この人が、呼んだら必ず答えてくれるって。
二度と離れて泣かせたりなんかしないって。
愛してるから、一緒にいるのに離れたらどうしようと思う。そんな事が起きてもいないのに怖い。
結婚式を豪華にしたいわけじゃない。知らない人が来ても仕方ない。
ただ、私は怖いんだ。怖いから、一人でも多くの人に知ってほしい。
自分がここにいる、この人の横にいるって。
この人を護る為に、ここにずっといるって。
死ぬまで二度と、ここを離れないって。
二度とこの人から離れたりしないって。
もし誰かがこの人を傷つけたら許さないって、そう知らせたい。
泣くよりやらなきゃいけない事がたくさんあるのに、それも怖い。
チャン先生の残した本を読んでも、劉先生の教えを思い出しても。
キム先生についても、脈診も鍼も、薬草も薬湯もどれほど勉強しても。
自分の力不足で、間違いで、一瞬の判断ミスで、もしも万一この人を失ってしまったらどうしようって、怖い。

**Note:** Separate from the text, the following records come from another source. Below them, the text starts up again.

PR #3142, opened 2026-07-27
fix(signal): forward image/file attachments through the mounted inbox instead of a dead path

### LINKED ISSUE #2528: Signal channel: image/PDF attachments unreachable from agent container

ira-at-work:
## Summary

- The Signal adapter spliced a `/workspace/extra/signal-attachments/<id>` path directly into message text for image attachments — that path was never mounted into the agent's container, so the Read tool could never open it. Every non-image, non-audio attachment (PDFs, text files, documents, etc.) was silently dropped before even reaching that code.
- Now reads attachment bytes from `signalDataDir/attachments/<id>` and forwards them as base64 `attachments` entries, the same inbound-attachment mechanism every other channel (WhatsApp, Discord, Slack, Telegram) already uses to land files in the session's mounted inbox directory (`extractAttachmentFiles` in `session-manager.ts`).
- Falls back to a `[Attachment not found]` placeholder (mirroring the existing voice-message fallback) if signal-cli hasn't finished downloading the file yet.

Fixes #2528.

This is an independent fix alongside #2529 and #2695, which address the same root issue — opening in case either stalls.

## Test plan

- [x] `pnpm exec vitest run src/channels/signal.test.ts` — 44/44 passing (added: reads-attachment-from-disk case, missing-file-fallback case)
- [x] `pnpm exec tsc --noEmit -p tsconfig.json` — no new type errors (pre-existing unrelated `deltachat` module-resolution error only)
- [x] Deployed and manually verified on a live install: image and text-file attachments sent over Signal are now readable by the agent

### DIFF
--- a/.claude/skills/add-signal/SKILL.md
+++ b/.claude/skills/add-signal/SKILL.md
@@ -187,6 +187,8 @@ this channel with `/init-first-agent` (or `/manage-channels`).
 - Typing indicators — DMs only (Signal doesn't support group typing).
 - Note to Self — messages you send to your own account from another device route to the agent as inbound with `isFromMe: true`.
 - Voice attachments — detected but not transcribed by default; the agent receives a `[Voice Message]` placeholder. Run `/add-voice-transcription` for local transcription.
+- Inbound image/file attachments — forwarded to the agent the same way every other chat adapter does. See Troubleshooting below if your copy predates the fix.
+- Approval questions — `ask_question` (unknown-sender approval cards, `ask_user_question`) renders as text with `/approve`, `/reject`-style slash commands built from the option labels. Also implements `openDM`, so a cold DM to a user who's never messaged the bot (e.g. an approver being notified for the first time) resolves to the same `signal:{UUID}`-prefixed platform_id their real messages use — without it, the reply-matching card and the user's actual DM session would live in two different, unlinked messaging_groups.
 
 Not supported yet: outbound file attachments (logged and dropped), edit/delete messages, reactions.
 
--- a/src/channels/signal.test.ts
+++ b/src/channels/signal.test.ts
@@ -1,4 +1,6 @@
 import { describe, it, expect, beforeEach, vi, afterEach } from 'vitest';
+import { mkdirSync, rmSync, writeFileSync } from 'node:fs';
+import { join } from 'node:path';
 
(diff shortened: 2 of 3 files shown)


ira-at-work:
Bump?

ira-at-work:
closing as stale, replacement PR listed.

PR #3148, opened 2026-07-28
fix: honor WEBHOOK_PORT from .env

### LINKED ISSUE #2901: WEBHOOK_PORT is silently ignored when set in .env
### Summary
`WEBHOOK_PORT` can only be set as a real process environment variable. Setting it in `.env` — the documented, obvious place for NanoClaw config — has no effect and produces no error.

### Root cause
`src/config.ts` loads `.env` via `readEnvFile([...])` into a local `envConfig` object and reads config as `process.env.X || envConfig.X`. `readEnvFile` does **not** populate `process.env`. But `src/webhook-server.ts:113` reads the port directly from `process.env`:
```ts
const port = parseInt(process.env.WEBHOOK_PORT || String(DEFAULT_PORT), 10);
```
Since `.env` values never reach `process.env`, `WEBHOOK_PORT` in `.env` is inert. It only works if injected as an actual env var (e.g. `Environment=WEBHOOK_PORT=…` in the systemd unit, which `/setup` regenerates and would overwrite).

### Repro
1. Add `WEBHOOK_PORT=3097` to `.env`.
2. Restart the service.
3. Observe it still binds 3000 (`Webhook server started port=3000`).

### Suggested fix
Make it consistent with every other setting — route it through config:
```ts
// config.ts
const envConfig = readEnvFile([..., 'WEBHOOK_PORT']);
export const WEBHOOK_PORT = parseInt(process.env.WEBHOOK_PORT || envConfig.WEBHOOK_PORT || '3000', 10);
```
and have `webhook-server.ts` import `WEBHOOK_PORT` from config. Alternatively, document that `WEBHOOK_PORT` is process-env-only. Consistency with the rest of `.env` is preferable.

### Impact
Users hitting a port conflict reach for the natural fix (`.env`) and it silently does nothing — hard to diagnose, especially combined with the fatal-webhook-crash bug where the conflict is fatal.

ogarciarevett:
## Type of Change

## Description

Closes #2901.

`WEBHOOK_PORT` now follows NanoClaw's normal configuration precedence: a real process environment variable wins, then `.env`, then port 3000. The webhook server reads the value through `config.ts`, while a focused regression test verifies that the `.env` key is requested and used.

Tested with Node 22:

- RED: `pnpm exec vitest run src/config.test.ts` failed because the config path did not expose the `.env` value.
- GREEN: `pnpm test` — 96 files and 1164 tests passed.
- `pnpm run build`, `pnpm typecheck`, `pnpm format:check`, and ESLint on the three touched files passed with zero errors.

The repository-wide `pnpm lint` command still reports 10 pre-existing errors in files outside this diff; this change adds none.

### DIFF
--- a/src/config.test.ts
+++ b/src/config.test.ts
@@ -1,0 +1,22 @@
+import { afterEach, describe, expect, it, vi } from 'vitest';
+
+vi.mock('./env.js', () => ({
+  readEnvFile: (keys: string[]) => (keys.includes('WEBHOOK_PORT') ? { WEBHOOK_PORT: '3918' } : {}),
+}));
+
+const originalWebhookPort = process.env.WEBHOOK_PORT;
+
+afterEach(() => {
+  if (originalWebhookPort === undefined) delete process.env.WEBHOOK_PORT;
+  else process.env.WEBHOOK_PORT = originalWebhookPort;
+  vi.resetModules();
+});
+
+describe('webhook port config', () => {
+  it('reads WEBHOOK_PORT from .env config', async () => {
+    delete process.env.WEBHOOK_PORT;
+    const { getWebhookPort } = await import('./config.js');
+
+    expect(getWebhookPort()).toBe(3918);
+  });
+});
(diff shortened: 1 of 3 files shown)


ogarciarevett:
fixed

どうやってこの人を護れるのか。それを考えるたびに怖い。
先を知っているのに、止める手立てすらまだ思いつかない。
その未来が、もしいずれやって来るかもと思うだけで怖い。
医者なのに、患者を救ったことを後悔してる自分が怖い。
どうしてあの時助けちゃったの。どうして、どうしてって。
イ・ソンゲを助けた事を後悔してる自分が、本当に怖い。
こんな女じゃなかったのに。ぶつかって、駄目なら次を考える。
そうやって進んできたはずなのに、今は全てが怖い。
何もかも不自由なくこなせた頃の自分が懐かしい。
何も考えずに、流れ作業で美容整形をこなしてた自分が。
勉強も、医者としての仕事も、日常生活も。
だからって帰りたいわけじゃない。
この人を置いて、どこにも行けない。行きたくなんてない。
離れるなんて考えられない。考えるだけで怖い。
強くなれると思ってた。逞しく生きていけると思ってた。適応能力は、人一倍高いと思ってた。
なのに護ろうって思うほど、愛されるほど、どんどん弱くなる。
こんなんじゃ駄目なのに。心配かけるだけなのに。
「世界は絶対だって思ってた。それなのにここに来るなんて。あの時だって、簡単に帰って来られると思って天門に行った。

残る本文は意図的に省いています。